After posting elements of my “wisdom” across the site, it occurs to me that maybe I haven’t posted in detail what I’m doing - how I actually put all this into practice. So, I felt a little obliged to be open about how I’m doing what I’m doing.
This is not a journal, I won’t be posting my trades, but I aim to post how to identify what I will be trading and how I will get in/out.
First off, I am a long-term trend-follower. A price chart will have to trend for more than a week before I’ll get interested. Also, I only enter/exit trades via orders, I never manually open/close a trade: there’s no need for me to watch price charts live and I’ve got better things to do.
I follow a very simple strategy with no off-chart indicators, no news input, no FA input. As far as possible, I want to use objective criteria only.
Primary requirements -
(example is for longs, reverse as appropriate for shorts)
All must be fulfilled.
- 20EMA is above 50EMA
- 50EMA is sloping upwards
- 50EMA is above 200EMA
- Price is above 200EMA
Secondary requirements -
As many as possible of these must be fulfilled: a higher score prioritises a trade in that pair.

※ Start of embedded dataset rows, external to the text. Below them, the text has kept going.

PR #598, opened 2023-07-12
Change PartialEq, PartialOrd, Eq, Ord and Hash on Time for much more efficient versions

krtab:
This PR is split in three commits:

1. Add a benchmarking function that actually measure execution time of the comparison, as others are drowned in noise and/or optimized away IMO.
2. Adds the implementations themselves. :warning: This adds unsafe code.
3. Adds a more controversial optimization, see the message commit for pros and cons. This one can be removed without changing anything to the benchmarks and assembly below but may prevent code to be as efficient in more complex workloads.

## Benchmark

```
Time: vec_sort          time:   [96.691 µs 96.966 µs 97.262 µs]
                        change: [-54.795% -54.630% -54.470%] (p = 0.00 < 0.00)
                        Performance has improved.
Found 8 outliers among 100 measurements (8.00%)
  7 (7.00%) high mild
  1 (1.00%) high severe
```

## Generated assembly

```rust
pub fn gt(x: &Time, y: &Time) -> bool {
    x > y
}
```
**Before:**

```assembly
	movzx eax, byte ptr [rsi + 4]
	cmp byte ptr [rdi + 4], al
	jae .LBB357_2
	xor eax, eax
	ret

.LBB357_2:
	mov al, 1
	jne .LBB357_10
	movzx ecx, byte ptr [rsi + 5]
	cmp byte ptr [rdi + 5], cl
	jae .LBB357_5
	xor eax, eax
	ret

.LBB357_5:
	jne .LBB357_10
	movzx ecx, byte ptr [rsi + 6]
	cmp byte ptr [rdi + 6], cl
	jae .LBB357_8
	xor eax, eax
	ret

.LBB357_8:
	jne .LBB357_10
	mov eax, dword ptr [rdi]
	cmp eax, dword ptr [rsi]
	seta al

.LBB357_10:
	ret
```

**After:**

```assembly
        mov rax, qword ptr [rdi]
        cmp rax, qword ptr [rsi]
        seta al
        ret
```

### DIFF
--- a/benchmarks/time.rs
+++ b/benchmarks/time.rs
@@ -1,3 +1,5 @@
+use std::hint::black_box;
+
 use criterion::Bencher;
 use time::ext::{NumericalDuration, NumericalStdDuration};
 use time::macros::time;
@@ -206,6 +208,64 @@ setup_benchmark! {
         ben.iter(|| Time::MIDNIGHT < time!(0:00:01));
         ben.iter(|| time!(12:00) > time!(11:00));
         ben.iter(|| Time::MIDNIGHT == time!(0:00:00.000_000_001));
+    }
+
+    fn sort_align_8(ben: &mut Bencher<'_>) {
+        ben.iter_batched_ref(
+            || {
+                #[repr(C,align(8))]
+                struct Padder {
+                    arr: [Time;4096],
+                }
+                let mut res = Padder {
+                    arr: [Time::MIDNIGHT;4096]
+                };
+                let mut last = Time::MIDNIGHT;
+                let mut last_hour = 0;
+                for t in &mut res.arr {
+                    *t = last;
+                    t.replace_hour(last_hour).unwrap();
+                    last += 997.std_milliseconds();
+                    last_hour = (last_hour + 5) % 24;
+                }
+                res.arr.sort_unstable_by_key(|t|
+                    (t.nanosecond(),t.second(),t.minute(),t.hour())
+                );
+                res
+            },
+            |v| black_box(v).arr.sort_unstable(),
+            criterion::BatchSize::SmallInput
+        )
+    }
+
+    fn sort_align_4(ben: &mut Bencher<'_>) {
+        ben.iter_batched_ref(
+            || {
+                #[repr(C,align(8))]
+                struct Padder {
+                    pad: u32,
+                    arr: [Time;4096],
+                }
+                let mut res = Padder {
+                    pad: 0,
+                    arr: [Time::MIDNIGHT;4096]
+                };
+                let mut last = Time::MIDNIGHT;
+                let mut last_hour = 0;
+                for t in &mut res.arr {
+                    *t = last;
+                    t.replace_hour(last_hour).unwrap();
+                    last += 997.std_milliseconds();
+                    last_hour = (last_hour + 5) % 24;
+                }
+                res.arr.sort_unstable_by_key(|t|
+                    (t.nanosecond(),t.second(),t.minute(),t.hour())
+                );
+                res
+            },
+            |v| black_box(v).arr.sort_unstable(),
+            criterion::BatchSize::SmallInput
+        )
     }
     // endregion trait impls
 }
--- a/time/src/time.rs
+++ b/time/src/time.rs
@@ -29,21 +29,103 @@ pub(crate) enum Padding {
 /// (either positive or negative).
 ///
 /// When comparing two `Time`s, they are assumed to be in the same calendar date.
-#[derive(Clone, Copy, PartialEq, Eq, Hash, PartialOrd, Ord)]
+#[derive(Clone, Copy, Eq)]
+#[repr(C)]
 pub struct Time {
-    #[allow(clippy::missing_docs_in_private_items)]
-    hour: u8,
-    #[allow(clippy::missing_docs_in_private_items)]
-    minute: u8,
-    #[allow(clippy::missing_docs_in_private_items)]
-    second: u8,
+    // The order of this struct's fields matter!
+    // Do not change them.
+
+    // Little endian version
+    #[cfg(target_endian = "little")]
     #[allow(clippy::missing_docs_in_private_items)]
     nanosecond: u32,
+    #[cfg(target_endian = "little")]
+    #[allow(clippy::missing_docs_in_private_items)]
+    second: u8,
+    #[cfg(target_endian = "little")]
+    #[allow(clippy::missing_docs_in_private_items)]
+    minute: u8,
+    #[cfg(target_endian = "little")]
+    #[allow(clippy::missing_docs_in_private_items)]
+    hour: u8,
+    #[cfg(target_endian = "little")]
     #[allow(clippy::missing_docs_in_private_items)]
     padding: Padding,
+
+    // Big endian version
+    #[cfg(target_endian = "big")]
+    #[allow(clippy::missing_docs_in_private_items)]
+    padding: Padding,
+    #[cfg(target_endian = "big")]
+    #[allow(clippy::missing_docs_in_private_items)]
+    hour: u8,
+    #[cfg(target_endian = "big")]
+    #[allow(clippy::missing_docs_in_private_items)]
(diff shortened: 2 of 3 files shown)


krtab:
Note that I only tested this on little-endian x86_64, so I didn't test the big endian code.

tests/meta.rs
```diff
@@ -115,7 +115,7 @@ fn size() {
     assert_size!(Date, 4, 8);
     assert_size!(Duration, 16, 16);
     assert_size!(OffsetDateTime, 16, 16);
-    assert_size!(PrimitiveDateTime, 12, 12);
+    assert_size!(PrimitiveDateTime, 16, 16);
```
jhpratt, line 118: This is far from ideal, and is directly caused by the difference in alignment. How much of a difference does the alignment make?

time/src/time.rs
```diff
@@ -29,21 +29,152 @@ pub(crate) enum Padding {
...
     minute: u8,
+    #[cfg(target_endian = "big")]
     #[allow(clippy::missing_docs_in_private_items)]
     second: u8,
+    #[cfg(target_endian = "big")]
     #[allow(clippy::missing_docs_in_private_items)]
     nanosecond: u32,
+    #[cfg(target_endian = "big")]
     #[allow(clippy::missing_docs_in_private_items)]
     padding: Padding,
```
jhpratt, line 72: The placement of this isn't correct for big endian platforms. It would cause the size of the struct to be larger.

time/src/time.rs
```diff
@@ -29,21 +29,152 @@ pub(crate) enum Padding {
...
+
+impl PartialEq for Time {
+    fn eq(&self, other: &Self) -> bool {
+        self.as_u64().eq(&other.as_u64())
+    }
+
+    #[allow(clippy::partialeq_ne_impl)]
+    fn ne(&self, other: &Self) -> bool {
+        self.as_u64().ne(&other.as_u64())
+    }
```
jhpratt, line 89: Why implement various methods that have default implementations?

time/src/time.rs
```diff
@@ -29,21 +29,152 @@ pub(crate) enum Padding {
...
 impl Time {
+    /// Provides an u64 based representation **of the correct endianness**
+    ///
+    /// This representation can be used to do comparisons equality testing or hashing.
+    const fn as_u64(self) -> u64 {
+        // SAFETY:
+        // Transmuting to an u64 is always safe
+        // given that size is checked by transmute
+        // and alignment is irrelevant.
+        unsafe { core::mem::transmute(self) }
```
jhpratt, line 164: Why is `unsafe` necessary here? It should be possible to get the same result using `u64::from_le_bytes` or similar, I would imagine.

time/src/time.rs
krtab: My bad, fixed that!

time/src/time.rs
krtab: Because for some default methods, the compiler didn't manage to generate the optimal assembly that this hand implementation gives. Rather than manually checking all of them and relying on compiler optimization, I provided them.

time/src/time.rs
krtab: IIRC with `u64::from_le_bytes` the compiler didn't manage to see this was a transmute. And as above, I felt it was better to be more explicit rather than rely on compiler optimization.

krtab:
I've separated the PR in two.

In this one I don't force align to 8. On x64 it seems to be useless anyway

```
Time: sort              time:   [102.54 µs 103.97 µs 105.53 µs]
                        change: [-53.341% -52.613% -51.968%] (p = 0.00 < 0.00)
                        Performance has improved.
Found 7 outliers among 100 measurements (7.00%)
  5 (5.00%) high mild
  2 (2.00%) high severe

Time: sort_unaligned    time:   [103.88 µs 105.43 µs 107.15 µs]
                        change: [-52.691% -52.015% -51.322%] (p = 0.00 < 0.00)
                        Performance has improved.
Found 4 outliers among 100 measurements (4.00%)
  3 (3.00%) high mild
  1 (1.00%) high severe
```

I've put the force align in another PR.

tests/meta.rs
krtab: Cf #599

time/src/time.rs
jhpratt: Do you remember which one (or multiple) didn't generate optimal assembly? It may be something that can be tackled in the compiler. Either way, it's less than ideal to implement method calls that are effectively redundant.

time/src/time.rs
jhpratt: Relying on compiler optimizations is fine. Some things in `time` already do. It's not as if the code will be broken if it's not as optimized.

time/src/time.rs
krtab: Well you were right to ask me to double check. I don't know if I did it differently this time, or I just did it wrong last time, but in any case, it seems to be ok without any unsafe code nor default impl now.

time/src/time.rs
```diff
@@ -29,21 +29,105 @@ pub(crate) enum Padding {
...
+    }
+}
+
+impl PartialEq for Time {
+    fn eq(&self, other: &Self) -> bool {
+        self.as_u64().eq(&other.as_u64())
+    }
+}
+
+impl Eq for Time {}
```
jhpratt, line 85: I believe this can be derived even if `PartialEq` is manually implemented.

benchmarks/time.rs
```diff
@@ -207,5 +209,52 @@ setup_benchmark! {
...
+                    (t.nanosecond(),t.second(),t.minute(),t.hour())
+                );
+                res
+            },
+            |v| black_box(v).sort_unstable(),
+            criterion::BatchSize::SmallInput
+        )
+    }
+
+    fn sort_unaligned(ben: &mut Bencher<'_>) {
```
jhpratt, line 232: What is the difference between this and `sort`, in terms of what's being benchmarked?

benchmarks/time.rs
```diff
@@ -207,5 +209,52 @@ setup_benchmark! {
         ben.iter(|| time!(12:00) > time!(11:00));
         ben.iter(|| Time::MIDNIGHT == time!(0:00:00.000_000_001));
     }
+
+    fn sort(ben: &mut Bencher<'_>) {
+        ben.iter_batched_ref(
+            || {
+                let mut res = vec![];
+                let mut last = Time::MIDNIGHT;
+                for _ in 0..4096 {
```
jhpratt, line 218: With 4096 values, this only accounts for 68 minutes. Shouldn't the values be more spread out over the full range?

krtab: My logic was that it is enough to have code using all attributes of the struct, but I can make it larger if you prefer.

jhpratt: My thinking is that the CPU could take advantage of branch prediction to largely eliminate the check of the hour, assuming a different implementation. Benchmarks should be implementation-agnostic, after all.

krtab: Ok I will make it larger then!

jhpratt: And I'll note that it doesn't necessarily mean more iterations — having a larger value added each time would work as well.

time/src/time.rs
krtab: Done :heavy_check_mark:

benchmarks/time.rs
krtab: I've taken a slightly different route, because I felt like having a millisecond increment that is the closest prime to 1000 makes sense to go through every second and minute possible. I'm now incrementing hours independently by 5 (prime with 24) modulo 24. Hope that's fine.

jhpratt: Yeah, that works as well. I was just seeking something that would result in the values being more spread out, and that does the job.

benchmarks/time.rs
jhpratt: Gotcha. I'll take a look at the PR soon. Looks like CI will pass, so that's not a concern.

jhpratt (approved):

5. At least 80% of last 16 weekly highs, lows and closes above 50EMA?
6. At least last 4 weekly bars not pierced by 50EMA?
7. At least last 8 weekly bars not pierced by 50EMA?
8. At least last 4 weekly closes above 50EMA?
9. At least last 8 weekly closes above 50EMA?
10. Does last complete weekly bar overlap fewer than 4 immediately preceding weekly bar ranges?
11. Does a clear majority of other pairs with same base currency also show 20EMA above 50EMA?
This gives a possible maximum score of 11 per chart. I will prioritise long entries into pairs with highest scores. Entry signals are not a key factor but will be typically -
a) just above a daily close that is above the 20EMA following a daily close below it on the previous day
b) just above a daily close on a bullish candle that has traded below the 20EMA but closes above it
An admission - I sometimes take a long when the 20EMA crosses above the 50EMA as long as price is above the 200EMA.
Stop-losses on the initial position is TA-based, e.g. just below the low of the last swing low on the dailies. If that’s too far away, use 1-2ATR below entry (the aim at this point is to be long in the uptrend, not to get the most finessed entry price).
When initial trade opened, set a new entry order where initial trade will reach profit equivalent to initial risk in £. When this triggers, set trade 2’s risk to the same in £, move Trade 1’s SL to b/e. Keep setting new entry orders at each increment of the same gain in £, and moving each existing trade’s SL up by the same £.
Be aware that pyramiding this way only shows an excess profit over a single buy-and-hold long once 5 consecutive trades are open. After that the advantage goes almost parabolic.
I could spend all day listing what I don’t give attention to but the main ones would be off-chart indicators, newsflow, support/resistance and trend-lines.
Cheers folks. A bit more detail to come later on my top-scoring charts.